PR #40, opened 2024-02-16
Updates to "5.2.2 Generating a per-stub-router ULA site prefix"

### LINKED ISSUE #31: Relax the requirement on a single 'root' ULA prefix generated by stub router
Current text (-02) has:

> A stub router MUST allocate a single ULA prefix for use in providing on-link prefixes to the stub network and the infrastructure network, as needed.

However, there may be good reasons to deviate from this. Thread for example uses a generated prefix for the AIL that uses the 64 random bits of the Extended PAN ID of the Thread Network as the bits for the ULA prefix global ID and subnet ID. This has the benefit that a more stable ULA prefix is obtained on the AIL, in the presence of rebooting / changing stub routers.

Proposal here is to relax this requirement in some way by allowing a different (random) ULA prefix for the AIL.

jwhui:
Fixes #31


draft-ietf-snac-simple.xml
```diff
@@ -488,16 +488,31 @@
...
+	    Some technologies used for stub networks, for example Thread or 6LoWPAN mesh networks, can produce partitioned networks,
+            where what is notionally the same stub network winds up looking like two or more discrete links. For mesh networks, such
+            partitions can form and rejoin over time as a result of either changes in radio propagation or the addition of, or
+            removal of, devices on the mesh.
 	  </t><t>
-	    The ULA prefix allocated by a stub router SHOULD be maintained across reboots, and SHOULD remain stable over
-	    time. For privacy reasons, a stub router that roams from network to network may wish to allocate a different ULA prefix
-	    each time it connects to a different infrastructure network.
+	    On stub networks that can partition, one way of detecting that a partition has occurred is to notice that the stub
+	    router that has advertised the on-link prefix for the stub network is no longer reachable. When this occurs, stub
```
EskoDijk, line 499:
```suggestion
	    router that has advertised the on-link prefix for the stub network is no longer reachable via the stub network. When this occurs, stub
```

Need to clarify the "no longer reachable" -> specifically means no longer reachable via stub network (technology). It may still be reachable via AIL in the usual case.

draft-ietf-snac-simple.xml
```diff
@@ -488,16 +488,31 @@
...
+	    routers that notice this loss of reachability MUST advertise a ULA link prefix derived from their ULA site prefix on the
```
EskoDijk, line 500: before we can say this, the term "ULA site prefix" needs to be introduced first.

draft-ietf-snac-simple.xml
```diff
@@ -488,16 +488,31 @@
...
+	    stub network.
+	  </t><t>
+	    An implication of this is that when such a partition forms, the same ULA link (?) prefix can’t be advertised on both
+	    partitions, since this will result in ambiguous routing. We address this problem by requiring that each stub router
+	    generate its own ULA site prefix. This prefix is then available for two purposes: providing addressing on the AIL, if
+	    needed, and providing addressing on the stub network, if needed.
+	  </t><t>
+	    A stub router must therefore allocate its own ULA site prefix. ULA prefixes, described in Unique Local IPv6 Unicast
+            Addresses (<xref target="RFC4193"/>), are randomly allocated prefixes.  A stub router MUST allocate a single ULA site
```
EskoDijk, line 509: Length of ULA site prefix is not defined. RFC 4193 doesn't define "ULA site prefix".

If every stub router creates its own ULA site prefix, how can we get to the case that multiple stub routers will use the same ULA /64 prefix for the AIL as was intended by PR #39 ?

draft-ietf-snac-simple.xml
```diff
@@ -488,16 +488,31 @@
...
+            prefix for use in providing on-link prefixes to the stub network and the infrastructure network, as needed.
+	  </t><t>
+	    The ULA prefix allocated by a stub router SHOULD be maintained across reboots, and SHOULD remain stable over time. (TBD:
```
EskoDijk, line 512: which prefix is intended here: the ULA site prefix, or the /64 assigned to the stub network as on-link, or the /64 assigned to the AIL in case needed?

draft-ietf-snac-simple.xml
Abhayakara: The problem is that RFC 4193 doesn't really make a distinction between a ULA /48 and a ULA /64 that's derived from that ULA /48. That is, there is no terminology for the two types of ULA prefix. What we mean by "site prefix" is "ULA /48," or "the prefix identified by the ULA global identifier."

I think the way to address this is to just define the term in the glossary. I'd say something like:

ULA site prefix: a ULA /48 prefix from which allocations can be made.

ULA subnet prefix: a ULA /64 derived from a particular ULA site prefix.

draft-ietf-snac-simple.xml
```diff
@@ -488,16 +488,31 @@
 	    isn't worth doing.]</t>
 	</section>
 	<section>
-	  <name>Generating a ULA prefix to provide addressability</name>
+	  <name>Generating a per-stub-router ULA site prefix</name>
 	  <t>
-	    In order to be able to provide addressability either on the stub network or on an adjacent infrastructure network, a stub
-	    router must allocate its own ULA prefix. ULA prefixes, described in Unique Local IPv6 Unicast Addresses
-	    (<xref target="RFC4193"/>) are randomly allocated prefixes. A stub router MUST allocate a single ULA prefix for use in
-	    providing on-link prefixes to the stub network and the infrastructure network, as needed.
```
Abhayakara, line 496: I think this text shouldn't have been deleted.

draft-ietf-snac-simple.xml
```diff
@@ -488,16 +488,31 @@
...
+	    Some technologies used for stub networks, for example Thread or 6LoWPAN mesh networks, can produce partitioned networks,
```
Abhayakara, line 493: It feels like this belongs in section 7.

draft-ietf-snac-simple.xml
jwhui: Restored text.

draft-ietf-snac-simple.xml
jwhui: Updated.

draft-ietf-snac-simple.xml
jwhui: Added "ULA Site Prefix" to Glossary section.

draft-ietf-snac-simple.xml
jwhui: Added "ULA Site Prefix" and "ULA Link Prefix" to Glossary section - terms that were proposed during the last SNAC meeting.

draft-ietf-snac-simple.xml
jwhui: Updated to specify "ULA Link Prefix", which is the /64.

draft-ietf-snac-simple.xml
jwhui: Moved to Section 7.

draft-ietf-snac-simple.xml
```diff
@@ -201,6 +201,12 @@
 	<dt>RA Beacon:</dt>
 	<dd>A Router Advertisement (RA) that is multicast on a link so that hosts can see that the router is still present. This is in
 	  contrast to a unicast RA sent in response to the router solicit.</dd>
+	<dt>ULA Site Prefix:</dt>
+	<dd>A Unique Local Address /48 prefix <xref target="RFC4193"/> randomly generated by each stub router for use in providing
+	  ULA Link Prefixes to the stub network and the infrastructure network, as needed.</dd>
+	<dt>ULA Link Prefix:</dt>
+	<dd>A Unique Local Address /64 prefix derived from the ULA Site Prefix that stub routers advertise to provide addressability
+	  to the stub network and the infrastructure network, as needed.</dd>
```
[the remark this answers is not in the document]
Abhayakara: I would suggest just to make it crystal clear changing "derived from" to "allocated from". And maybe say "a total of 65,536 ULA link prefixes can be allocated from the ULA Site prefix."

draft-ietf-snac-simple.xml
```diff
@@ -675,12 +683,12 @@
...
-	for all stub routers to provide it. In the latter case, this should not be a problem: since each stub router is using
-	its own ULA prefix to provide NAT64, any 5-tuple that goes through a stub router's NAT64 translator will necessarily
-	have as its destination an IPv6 address in a particular NAT64 prefix, and that address will select the correct stub
-	router through which to send the packet for translation.</t>
+	An additional complication is that there may be more than one stub router connecting the stub network to infrastructure.  In
+	this case, it may be desirable to limit the number of stub routers providing NAT64 service, or it may be acceptable for all
+	stub routers to provide it. In the latter case, this should not be a problem: since each stub router is using its own ULA
+	Site Prefix to provide NAT64, any 5-tuple that goes through a stub router's NAT64 translator will necessarily have as its
+	destination an IPv6 address in a particular NAT64 prefix, and that address will select the correct stub router through which
+	to send the packet for translation.</t>
```
Abhayakara, line 691: Possibly worth mentioning that this also works on the return path because each stub router has its own IPv4 address, and the return packet will be destined for that IPv4 packet, and hence will always return through the stub router that translated it on the way out.

Abhayakara (changes requested):
This is nearly done once the two nits I've raised and the ones Esko raised are done.

draft-ietf-snac-simple.xml
```diff
@@ -395,13 +402,13 @@
 	    </ul>
 	  </section>
 	  <section anchor="state-deprecating">
-	    <name>Stub router deprecating its on-link prefix (STATE-DEPRECATING)</name>
+	    <name>Stub router deprecating its ULA Link Prefix (STATE-DEPRECATING)</name>
```
Abhayakara, line 405: Maybe we should leave this as it was—ULA Link prefix is ambiguous.

Abhayakara: Stub router deprecating the on-link prefix it is advertising

draft-ietf-snac-simple.xml
```diff
@@ -395,13 +402,13 @@
...
 	    <t>
 	      On entry to this state, the stub router has been treating the interface as an Advertising Interface as described in
 	      <xref target="RFC4861" section="6.2.2"/>, and MUST continue to do so.</t>
 	    <t>When the stub router has detected the availability of usable on-link prefix on the AIL to
-	      which the interface is attached, and that prefix is preferable to the one it is advertising, it continues to advertise
-	      its own prefix, but deprecates it:
+	      which the interface is attached, and that prefix is preferable to the ULA Link Prefix it is advertising, it continues to advertise
+	      its ULA Link Prefix, but deprecates it:
```
Abhayakara, line 411: stet

draft-ietf-snac-simple.xml
```diff
@@ -513,12 +521,12 @@
 	    routing fabric, so even though packets might be able to be forwarded to the intended destination, there would be no
 	    return path. So when the only prefix that is available is the one provided by the stub router, cloud services will
 	    not be reachable via IPv6, and infrastructure-provided NAT64 will not work. Therefore, when the stub router is able to
-	    successfully acquire a prefix using DHCPv6 PD, it MUST use DHCPv6 PD rather than its own self-generated ULA prefix.
+	    successfully acquire a prefix using DHCPv6 PD, it MUST use DHCPv6 PD rather than its own self-generated ULA Site Prefix.
```
Abhayakara, line 524: We could say here "rather than the ULA Link prefix it allocated for the stub network out of its ULA Site Prefix."

draft-ietf-snac-simple.xml
```diff
@@ -201,6 +201,12 @@
 	<dt>RA Beacon:</dt>
 	<dd>A Router Advertisement (RA) that is multicast on a link so that hosts can see that the router is still present. This is in
 	  contrast to a unicast RA sent in response to the router solicit.</dd>
+	<dt>ULA Site Prefix:</dt>
+	<dd>A Unique Local Address /48 prefix <xref target="RFC4193"/> randomly generated by each stub router for use in providing
+	  ULA Link Prefixes to the stub network and the infrastructure network, as needed.</dd>
```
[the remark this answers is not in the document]
jwhui: Updated.

draft-ietf-snac-simple.xml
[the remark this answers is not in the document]
jwhui: Updated

draft-ietf-snac-simple.xml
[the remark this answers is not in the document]
jwhui: Updated.

draft-ietf-snac-simple.xml
```diff
@@ -488,16 +495,17 @@
...
 	<section>
-	  <name>Generating a ULA prefix to provide addressability</name>
+	  <name>Generating a per-stub-router ULA Site Prefix</name>
 	  <t>
 	    In order to be able to provide addressability either on the stub network or on an adjacent infrastructure network, a stub
-	    router must allocate its own ULA prefix. ULA prefixes, described in Unique Local IPv6 Unicast Addresses
-	    (<xref target="RFC4193"/>) are randomly allocated prefixes. A stub router MUST allocate a single ULA prefix for use in
+	    router MUST allocate its own ULA Site Pefix. ULA prefixes, described in Unique Local IPv6 Unicast Addresses
+	    (<xref target="RFC4193"/>) are randomly allocated prefixes. A stub router MUST allocate a single ULA Site Prefix for use in
 	    providing on-link prefixes to the stub network and the infrastructure network, as needed.
```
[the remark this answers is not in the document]
jwhui: Updated.

draft-ietf-snac-simple.xml
```diff
@@ -513,12 +521,12 @@
...
 	    return path. So when the only prefix that is available is the one provided by the stub router, cloud services will
 	    not be reachable via IPv6, and infrastructure-provided NAT64 will not work. Therefore, when the stub router is able to
-	    successfully acquire a prefix using DHCPv6 PD, it MUST use DHCPv6 PD rather than its own self-generated ULA prefix.
+	    successfully acquire a prefix using DHCPv6 PD, it MUST use DHCPv6 PD rather than its own self-generated ULA Site Prefix.
           </t><t>
             A stub router SHOULD request stub network prefixes with length 64. If the stub router obtains a prefix with length less
             than 64, it SHOULD generate a /64 from the obtained prefix by padding with zeros. If the stub router obtains a prefix
-            with length greater than 64, the stub router MUST treat the prefix as unusable and allocate a prefix out of its ULA
-            prefix instead.
+            with length greater than 64, the stub router MUST treat the prefix as unusable and allocate a prefix out of its ULA Site
```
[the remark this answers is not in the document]
jwhui: Updated.

draft-ietf-snac-simple.xml
jwhui: Updated.

draft-ietf-snac-simple.xml
jwhui: Updated.

draft-ietf-snac-simple.xml
jwhui: Updated.

draft-ietf-snac-simple.xml
```diff
@@ -206,6 +206,13 @@
 	<dt>RA Beacon:</dt>
 	<dd>A Router Advertisement (RA) that is multicast on a link so that hosts can see that the router is still present. This is in
 	  contrast to a unicast RA sent in response to the router solicit.</dd>
+	<dt>ULA Site Prefix:</dt>
+	<dd>A Unique Local Address /48 prefix <xref target="RFC4193"/> randomly generated by each stub router for use in providing
+	  ULA Link Prefixes to the stub network and the adjacent infrastructure link, as needed.</dd>
+	<dt>ULA Link Prefix:</dt>
+	<dd>A Unique Local Address /64 prefix allocated from the ULA Site Prefix that stub routers advertise to provide
```
Abhayakara, line 213: this is now a bit hard to parse. How about:
allocated from the ULA site prefix. Stub routers can use ULA Link prefixes to provide addressability on the stub network and/or adjacent infrastructure link as needed. If a BR is doing NAT64, the NAT64 prefix is also a ULA Link Prefix. A total of....

draft-ietf-snac-simple.xml
```diff
@@ -206,6 +206,13 @@
 	<dt>RA Beacon:</dt>
 	<dd>A Router Advertisement (RA) that is multicast on a link so that hosts can see that the router is still present. This is in
 	  contrast to a unicast RA sent in response to the router solicit.</dd>
+	<dt>ULA Site Prefix:</dt>
+	<dd>A Unique Local Address /48 prefix <xref target="RFC4193"/> randomly generated by each stub router for use in providing
+	  ULA Link Prefixes to the stub network and the adjacent infrastructure link, as needed.</dd>
```
Abhayakara, line 211: providing should be allocating. "as needed" is probably not making this clearer.

draft-ietf-snac-simple.xml
jwhui: Updated.

draft-ietf-snac-simple.xml
```diff
@@ -692,12 +703,14 @@
...
       <t>
-	An additional complication is that there may be more than one stub router connecting the stub network to infrastructure.
-	In this case, it may be desirable to limit the number of stub routers providing NAT64 service, or it may be acceptable
-	for all stub routers to provide it. In the latter case, this should not be a problem: since each stub router is using
-	its own ULA prefix to provide NAT64, any 5-tuple that goes through a stub router's NAT64 translator will necessarily
-	have as its destination an IPv6 address in a particular NAT64 prefix, and that address will select the correct stub
-	router through which to send the packet for translation.</t>
+	An additional complication is that there may be more than one stub router connecting the stub network to infrastructure.  In
+	this case, it may be desirable to limit the number of stub routers providing NAT64 service, or it may be acceptable for all
+	stub routers to provide it. In the latter case, this should not be a problem: since each stub router is using its own ULA
```
Abhayakara, line 708: Maybe a paragraph break before "In the latter case"?

draft-ietf-snac-simple.xml
jwhui: Updated.

draft-ietf-snac-simple.xml
jwhui: Updated.

draft-ietf-snac-simple.xml
jwhui: Updated.

Abhayakara (approved):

########################################

* **What you should do**
In this exercise, copy only the lines from the opening line of the material through the line where "ULA prefix for use in providing" appears.

* **Answer to this problem**
PR #40, opened 2024-02-16
Updates to "5.2.2 Generating a per-stub-router ULA site prefix"

### LINKED ISSUE #31: Relax the requirement on a single 'root' ULA prefix generated by stub router
Current text (-02) has:

> A stub router MUST allocate a single ULA prefix for use in providing on-link prefixes to the stub network and the infrastructure network, as needed.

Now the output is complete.